Il s’appuie sur le principe d’Attraction universelle, (à ne pas confondre avec la gravitation universelle) largement utilisé par un courant de la psychologie axé sur le développement personnel. Ce principe postule que les ondes que nous émettons, y compris celles émises par notre pensée, échangent avec l’Univers. Il deviendrait alors possible d’émettre des vœux, qui bien formulés peuvent être réalisés. Réalisés par qui ? Par l’Univers !
Dit ainsi, nous sommes face à une croyance. Les tenants de l’Attraction universelle en sont conscients et pour appuyer leur théorie ils font appel à la mécanique quantique et plus particulièrement au phénomène des « particules intriquées ».
Pour faire aussi simple que possible imaginons une paire de photons (particules de lumière) qui, bien qu’éloignés l’un de l’autre, continuent à communiquer de telle sorte que si l’un change d’état, l’autre l’imite instantanément.
Einstein (1879-1955) qui n’y croyait pas trop parlait « d’action fantôme à distance ». Depuis le phénomène d’intrication a été prouvé sur des photons séparés par plus de 1 000 kilomètres. Troublant non ?
Niels Bohr (1885-1962), l’un des pères de la mécanique quantique, a proposé une explication. Pour lui l’Univers serait un tout, un bloc d’énergie et le fractionnement en particules et ondes que nous croyons observer ne serait qu’une facilité.

Dans ce contexte l’Attraction universelle a un sens. Nous faisons bien partie de ce tout, nous émettons bien des ondes énergétiques qui échangent avec l’environnement. Mais de là à imaginer que l’Univers serait à notre écoute et pourrait répondre à nos attentes individuelles, il reste une marche à franchir. En l’état actuel des connaissances, nous sommes bel et bien face à une croyance. Ce n’est pas obligatoirement méprisable, mais nous quittons le domaine du rationnel. Après chacun s’arrange avec ses croyances ! Il faut juste savoir les reconnaître.

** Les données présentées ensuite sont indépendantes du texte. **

PR #963, opened 2026-09-11
fix(sbomscanner): remove file catalogers from the sidecar's Syft config

### LINKED ISSUE #962: sbom-scanner sidecar never disables Syft's file-digest/metadata/executable catalogers, undoing #355's memory fix and making maxSBOMSize outcomes depend on which backend scanned the image
## Problem

kubevuln generates SBOMs through two interchangeable backends selected at deploy time (`docs/API.md`'s `scanMode`): `adapters/v1.SyftAdapter` running Syft in-process, or `pkg/sbomscanner/v1.scannerServer` running Syft in a separate `sbom-scanner` sidecar container over gRPC (`docs/ARCHITECTURE.md`, `docs/CONFIGURATION.md`). Both are meant to produce equivalent SBOMs and are documented as interchangeable.

The in-process path builds its Syft config with an explicit cataloger removal (`adapters/v1/syft.go:411-417`):

```go
cfg := syft.DefaultCreateSBOMConfig()
cfg.ToolName = "syft"
cfg.ToolVersion = s.Version()
cfg = cfg.WithCatalogerSelection(
	cataloging.NewSelectionRequest().WithRemovals(
		"file-digest-cataloger",
		"file-metadata-cataloger",
		"file-executable-cataloger",
	),
)
```

The sidecar path builds its config without it (`pkg/sbomscanner/v1/server.go:253-258`):

```go
cfg := syft.DefaultCreateSBOMConfig()
cfg.ToolName = "syft"
cfg.ToolVersion = s.version
if req.EnableEmbeddedSboms {
	cfg.WithCatalogers(pkgcataloging.NewCatalogerReference(
		sbomcataloger.NewCataloger(), []string{pkgcataloging.ImageTag}))
}
```

`file-digest-cataloger`, `file-metadata-cataloger`, and `file-executable-cataloger` are registered, default-enabled Syft tasks (`internal/task/file_tasks.go` in `github.com/anchore/syft`) that walk and hash **every file** in the scanned image's filesystem. `syft.DefaultCreateSBOMConfig()` includes them unless explicitly removed, which is exactly why the in-process path has to call `WithRemovals` to exclude them — nothing in the sidecar path does the equivalent, so the sidecar still runs all three for every scan.

## Reproduction / Evidence

Confirmed directly against `upstream/main` (`git diff upstream/main -- pkg/sbomscanner/v1/server.go adapters/v1/syft.go` is empty against my working tree, so this isn't a stale/local-branch artifact):

- `adapters/v1/syft.go:411-417` — cataloger removal present.
- `pkg/sbomscanner/v1/server.go:253-258` — no cataloger removal, no equivalent config anywhere else in that file.
- `git log -p --follow -- adapters/v1/syft.go` shows exactly when and why this was added, in commit `9293523` / PR #355 ("perf: switch to kubescape/syft v1.32.0-ks.2 + disable file catalogers"), by a kubescape maintainer:

  > These three catalogers iterate every file in the scan tree and dominate transient allocation, but their outputs are not consumed downstream in the vulnerability scan pipeline. Disabling them saves ~200 MB peak RSS on gitlab-ee...
  > ...reduces gitlab-ee scan peak RSS from 1,621 MB to 1,123 MB.

  That commit only touched `adapters/v1/syft.go`. `pkg/sbomscanner/v1/server.go` (the sidecar's equivalent `CreateSBOM`) already existed at the time and was never updated to match.
- Neither `adapters/v1/syft_test.go` nor `pkg/sbomscanner/v1/server_test.go` references `WithCatalogerSelection` or any of the three cataloger names — the divergence has no regression coverage on either side, so nothing would catch it drifting further.
- This is the third instance of exactly this bug shape in this codebase: the two SBOM-generation paths (in-process vs. sidecar) drifting apart on a behavior that isn't literally duplicated code, so refactors that hunt for identical duplicated functions (e.g. #915, which de-duplicated `syftToDomain` and `packageVersion` after the sidecar's copy of the former had already silently drifted and shipped a bug — #893/#895) don't catch it, because there's nothing duplicated to hash here: one path has an extra config call the other lacks entirely.

## Root Cause

PR #355's memory-reduction fix was applied only to the in-process `SyftAdapter.CreateSBOM` and never ported to the sidecar's `scannerServer.CreateSBOM`, which was already a separate, independent implementation of the same "build a Syft config and call `CreateSBOM`" step. Nothing enforces the two configs stay in sync (no shared helper, no test asserting parity), so the sidecar path silently continued running three default-enabled, full-filesystem-walking catalogers that the in-process path deliberately excludes.

## Impact

1. **The sidecar's own stated purpose is undermined.** The sidecar exists specifically so Syft's memory-hungry cataloging can be isolated into a separately resource-limited container (`docs/CONFIGURATION.md`: "actual memory use is bounded by the memory limit of whichever container runs Syft... the `sbom-scanner` sidecar container when `SBOM_SCANNER_SOCKET` is configured"; `pkg/sbomscanner/v1/server.go`'s own comment: "the sidecar's memory limit will OOM-kill the container if resource usage grows unbounded"). Running these three catalogers there reintroduces exactly the peak-RSS increase (measured ~500 MB on a real workload in #355) that the in-process path was fixed to avoid, making the sidecar more likely to hit that OOM path it's specifically sized to guard against.
2. **Mode-dependent scan outcome for the same image.** `maxSBOMSize` is enforced by comparing `size.Of(syftSBOM)` against a fixed byte limit, after generation, in both paths. A sidecar-generated SBOM is structurally larger than an in-process one for the same image (it carries `files[].digests`/`metadata`/executable-detection data the in-process one strips), so an image that scans successfully with `scanMode: in-process` can be classified `TooLarge` when the exact same cluster later scans it with `scanMode: sidecar` (or vice versa across a config change), purely because of which backend happened to run it — not because anything about the image changed. `maxSBOMSize` is documented as a single, backend-independent config value, so this silently breaks that contract.
3. **Stored SBOM objects are structurally inconsistent and needlessly larger** for sidecar-mode users: the extra `files[].digests`/`metadata` data is stored in the `SBOMSyft`/`SBOMSyftFiltered` CRDs (inflating etcd/API-server object size) even though, per #355's own commit message, it "is not consumed downstream in the vulnerability scan pipeline" — so sidecar-mode deployments pay a real cost for output the code that reads these documents doesn't use.

## Affected Components

- `pkg/sbomscanner/v1/server.go` — `scannerServer.CreateSBOM`'s Syft config construction (the fix target).
- `adapters/v1/syft.go` — `SyftAdapter.CreateSBOM`, the reference behavior this should match.
- Any deployment with `SBOM_SCANNER_SOCKET` configured (`scanMode: sidecar`), per `docs/CONFIGURATION.md`.

## Acceptance Criteria

- `scannerServer.CreateSBOM` excludes the same catalogers `SyftAdapter.CreateSBOM` does, so the two paths build structurally equivalent SBOMs and have equivalent peak memory behavior for the same image and config.
- A regression test (in `pkg/sbomscanner/v1/server_test.go`, mirroring whatever assertion style fits the existing table) fails if the sidecar's cataloger selection ever diverges from the in-process adapter's again — e.g. asserting the resulting SBOM carries no `files[].digests`/`metadata` for a fixture image that has files, the same way `syft_test.go`'s equivalent case behaves.
- No behavior change to `EnableEmbeddedSboms` handling or any other existing sidecar config option.

Add the same `cfg = cfg.WithCatalogerSelection(cataloging.NewSelectionRequest().WithRemovals(...))` call to `scannerServer.CreateSBOM`'s config construction, ideally by factoring the shared "Syft config from these two adapters' options" setup into one helper (in `internal/syftsource`, which already holds the other config-building logic both paths share — `GetSourceConfig`, `ParsePlatform`) so the two paths cannot drift apart on this again without a compile-time-visible shared call site, consistent with how #793/#829/#915 already consolidated the other pieces both paths used to duplicate independently.

bhuvan-somisetty:
## Problem

kubevuln generates SBOMs through two interchangeable backends: `adapters/v1.SyftAdapter` (in-process) or `pkg/sbomscanner/v1.scannerServer` (a separate `sbom-scanner` sidecar over gRPC). They're documented as producing equivalent SBOMs.

`SyftAdapter.CreateSBOM` explicitly removes three default-enabled Syft catalogers before building the SBOM:

```go
cfg = cfg.WithCatalogerSelection(
    cataloging.NewSelectionRequest().WithRemovals(
        "file-digest-cataloger",
        "file-metadata-cataloger",
        "file-executable-cataloger",
    ),
)
```

`scannerServer.CreateSBOM` (the sidecar's equivalent) never applied the same removal — it called `syft.DefaultCreateSBOMConfig()` directly with no cataloger selection at all.

## Root cause

PR #355 added this removal to cut peak RSS (measured ~500MB reduction on a real workload; these catalogers walk and hash every file in the image and their output isn't used anywhere downstream of SBOM generation), but only touched the in-process adapter. The sidecar's `CreateSBOM` was already a separate implementation of "build a Syft config and call `CreateSBOM`" at the time, and nothing kept the two configs in sync — no shared helper, no test asserting parity — so it silently continued running all three.

## Impact

- **Undermines the sidecar's own purpose.** The sidecar exists specifically to isolate Syft's memory-hungry cataloging into a separately resource-limited container; running these catalogers there reintroduces the peak-RSS increase #355 fixed, in the exact place most likely to OOM from it.
- **Mode-dependent scan outcome for the same image.** `maxSBOMSize` compares `size.Of(syftSBOM)` against a fixed limit after generation. A sidecar-generated SBOM carries extra `files[].digests`/metadata/executable data the in-process one strips, so the same image can be classified `TooLarge` under one backend and not the other, purely based on which one ran it — breaking `maxSBOMSize`'s documented backend-independence.
- **Needlessly larger stored SBOM objects** for sidecar-mode users (inflating `SBOMSyft`/`SBOMSyftFiltered` CRD size in etcd/API server) for data that's never read back.

## Fix

Factored the cataloger removal into `syftsource.NewCreateSBOMConfig()`, alongside the other Syft config helpers both paths already share (`GetSourceConfig`, `ParsePlatform`). Both `SyftAdapter.CreateSBOM` and `scannerServer.CreateSBOM` now build their config through this one helper instead of calling `syft.DefaultCreateSBOMConfig()` directly, so they're compile-time incapable of drifting apart on this again. No change to `EnableEmbeddedSboms` handling or any other existing config option.

## Testing

- `internal/syftsource/syftsource_test.go`: `TestNewCreateSBOMConfig_RemovesFileCatalogers` pins the three removals on the shared constructor directly.
- `adapters/v1/syft_test.go`: `Test_syftAdapter_CreateSBOM_UsesSharedCatalogerSelection` runs `CreateSBOM` against a local httptest registry, captures the config actually handed to the cataloger via a stand-in `SBOMCataloger`, and asserts the removals.
- `pkg/sbomscanner/v1/server_test.go`: `TestCreateSBOM_UsesSharedCatalogerSelection` does the same for the sidecar's gRPC server.
- `go build ./...`, `go vet`, and the full test suite for all three touched packages pass. One pre-existing test (`TestCreateSBOM_TimeoutDoesNotRaceWithAbandonedSyft`, a fixed-sleep timing test unrelated to this change) is flaky under full-suite contention on this machine but passes reliably in isolation — confirmed unaffected by this diff.

Fixes #962

## Summary by CodeRabbit

- **Changes**
  - SBOM generation now consistently excludes file digest, metadata, and executable catalogers across supported scanning paths.
  - This may reduce file-level cataloging details in generated SBOMs while aligning results between integrated and sidecar-based scanning.

- **Tests**
  - Added coverage to verify that both scanning paths apply the same cataloger selection.

### DIFF
--- a/adapters/v1/syft.go
+++ b/adapters/v1/syft.go
@@ -13,7 +13,6 @@ import (
 	"github.com/DmitriyVTitov/size"
 	"github.com/anchore/stereoscope/pkg/image"
 	"github.com/anchore/syft/syft"
-	"github.com/anchore/syft/syft/cataloging"
 	"github.com/anchore/syft/syft/cataloging/pkgcataloging"
 	sbomcataloger "github.com/anchore/syft/syft/pkg/cataloger/sbom"
 	"github.com/anchore/syft/syft/sbom"
@@ -405,16 +404,9 @@ func (s *SyftAdapter) CreateSBOM(ctx context.Context, name, imageID, imageTag st
 		// generate SBOM
 		logger.L().Debug("generating SBOM",
 			helpers.String("imageID", imageID))
-		cfg := syft.DefaultCreateSBOMConfig()
+		cfg := syftsource.NewCreateSBOMConfig()
 		cfg.ToolName = "syft"
 		cfg.ToolVersion = s.Version()
-		cfg = cfg.WithCatalogerSelection(
-			cataloging.NewSelectionRequest().WithRemovals(
-				"file-digest-cataloger",
-				"file-metadata-cataloger",
-				"file-executable-cataloger",
-			),
-		)
 		if s.scanEmbeddedSBOMs {
 			// ask Syft to also scan the image for embedded SBOMs
 			cfg.WithCatalogers(pkgcataloging.NewCatalogerReference(sbomcataloger.NewCataloger(), []string{pkgcataloging.ImageTag}))
--- a/adapters/v1/syft_test.go
+++ b/adapters/v1/syft_test.go
@@ -1005,6 +1005,78 @@ func Test_syftAdapter_CreateSBOM_Retry429RateLimit(t *testing.T) {
 	mu.Unlock()
 }
 
+// Test_syftAdapter_CreateSBOM_UsesSharedCatalogerSelection pins #962: the in-process adapter
+// must build its Syft config through syftsource.NewCreateSBOMConfig(), the same constructor
+// the sidecar's scannerServer uses, so the three file-walking catalogers #355 removed for
+// their peak-RSS cost stay removed on both SBOM paths.
+func Test_syftAdapter_CreateSBOM_UsesSharedCatalogerSelection(t *testing.T) {
+	layer := &bytes.Buffer{}
+	gz := gzip.NewWriter(layer)
+	tw := tar.NewWriter(gz)
+	require.NoError(t, tw.WriteHeader(&tar.Header{Name: "etc/hostname", Mode: 0o644, Size: 4}))
+	_, err := tw.Write([]byte("test"))
+	require.NoError(t, err)
+	require.NoError(t, tw.Close())
+	require.NoError(t, gz.Close())
+
+	layerBytes := layer.Bytes()
+	layerHash := fmt.Sprintf("%x", sha256.Sum256(layerBytes))
+
+	uncompressed := &bytes.Buffer{}
+	zr, err := gzip.NewReader(bytes.NewReader(layerBytes))
+	require.NoError(t, err)
+	_, err = io.Copy(uncompressed, zr)
+	require.NoError(t, err)
+	diffID := fmt.Sprintf("%x", sha256.Sum256(uncompressed.Bytes()))
+
+	configBytes := []byte(fmt.Sprintf(
+		`{"architecture":"amd64","os":"linux","rootfs":{"type":"layers","diff_ids":["sha256:%s"]}}`, diffID))
+	configHash := fmt.Sprintf("%x", sha256.Sum256(configBytes))
+
+	server := httptest.NewServer(http.HandlerFunc(func(w http.ResponseWriter, r *http.Request) {
+		w.Header().Set("Docker-Distribution-Api-Version", "registry/2.0")
+		switch r.URL.Path {
+		case "/v2/":
+			w.WriteHeader(http.StatusOK)
+		case "/v2/test-image-catalogers/manifests/latest":
+			w.Header().Set("Content-Type", "application/vnd.docker.distribution.manifest.v2+json")
+			_, _ = w.Write([]byte(fmt.Sprintf(`{
+				"schemaVersion": 2,
+				"mediaType": "application/vnd.docker.distribution.manifest.v2+json",
+				"config": {"mediaType": "application/vnd.docker.container.image.v1+json", "size": %d, "digest": "sha256:%s"},
+				"layers": [{"mediaType": "application/vnd.docker.image.rootfs.diff.tar.gzip", "size": %d, "digest": "sha256:%s"}]
+			}`, len(configBytes), configHash, len(layerBytes), layerHash)))
+		case "/v2/test-image-catalogers/blobs/sha256:" + configHash:
+			_, _ = w.Write(configBytes)
+		case "/v2/test-image-catalogers/blobs/sha256:" + layerHash:
+			_, _ = w.Write(layerBytes)
+		default:
+			w.WriteHeader(http.StatusNotFound)
+		}
+	}))
+	t.Cleanup(server.Close)
+
+	u, err := url.Parse(server.URL)
+	require.NoError(t, err)
+
+	var gotCfg *syft.CreateSBOMConfig
+	cataloger := syftsource.SBOMCatalogerFunc(func(_ context.Context, _ source.Source, cfg *syft.CreateSBOMConfig) (*sbom.SBOM, error) {
+		gotCfg = cfg
+		return &sbom.SBOM{}, nil
+	})
+
+	adapter := NewSyftAdapter(10*time.Second, 100*1024*1024, 10*1024*1024, false, nil).WithCataloger(cataloger)
+	_, err = adapter.CreateSBOM(context.Background(), "test", "", u.Host+"/test-image-catalogers:latest", domain.RegistryOptions{InsecureUseHTTP: true})
+	require.NoError(t, err)
+
+	require.NotNil(t, gotCfg)
+	assert.ElementsMatch(t, []string{
+		"file-digest-cataloger",
+		"file-metadata-cataloger",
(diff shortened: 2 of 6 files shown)


matthyx (approved):
Reviewed `274c5cccc876c11d52b6b8cd31595911e0827312` against `main` at `e23f608e5dc25c9b86de1edf504f1bd64bac51c9`.

The fix is needed: on the target base, the in-process adapter removes the three Syft file catalogers while the sidecar starts from the unmodified default selection. The shared `syftsource.NewCreateSBOMConfig` repairs that configuration drift at its cause, keeps tool metadata and embedded-SBOM handling intact, and introduces no new public API, dependency, shared mutable state, or unrelated changes.

Related history supports this direction. #355 established and merged the removal policy for the in-process path after measured memory work; #793, #829, #895, #915, and #951 subsequently consolidated other behavior shared by the two SBOM paths. Merged #327 strips selected fields after generation, so it reduces persisted payload but does not prevent these catalogers from running or supersede this fix. Searches across PRs/issues for the three cataloger names, sidecar/Syft configuration, and SBOM-size symptoms found no competing implementation; search results are not proof of absence.

Validation:

- The new sidecar regression test fails on base with `RemoveNamesOrTags == nil` and passes on this head.
- `go test ./internal/syftsource ./adapters/v1 ./pkg/sbomscanner/v1 -count=1`
- `go vet ./internal/syftsource ./adapters/v1 ./pkg/sbomscanner/v1`
- `go build ./...`
- `git diff --check` and `gofmt -l` on all six changed files
- All current GitHub checks are successful; the PR is open, non-draft, mergeable, and unchanged at the reviewed head.

No blocking findings. I did not independently reproduce the historical RSS measurement or run tagged registry/Docker integration tests. Nonblocking wording note: the helper comment's “every file” and “not consumed anywhere downstream” claims are broader than the pinned Syft behavior; executable metadata can contribute ELF dependency relationships. The code change still correctly applies the already-established in-process policy to the sidecar.

Verdict: approve.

Pourquoi alors avoir évoqué cette Attraction universelle si elle débouche sur une impasse ? J’y reviens un peu plus loin.

Le protocole de Walt Disney

Walt Disney avait une stratégie de travail bien particulière. Quand il avait un projet, il commençait par le rêver, en toute liberté. Place à l’imagination avant tout !
Puis suivait une phase d’étude de faisabilité du projet rêvé. À ce stade, place à l’efficacité. Normalement une bonne partie du rêve n’entrait plus dans le faisable
Enfin restait à critiquer le projet et à faire preuve de lucidité.
Plusieurs allers et retours entre le rêve et la lucidité pouvaient être effectués et au bout du processus ne restait qu’un projet qui pouvait se concrétiser.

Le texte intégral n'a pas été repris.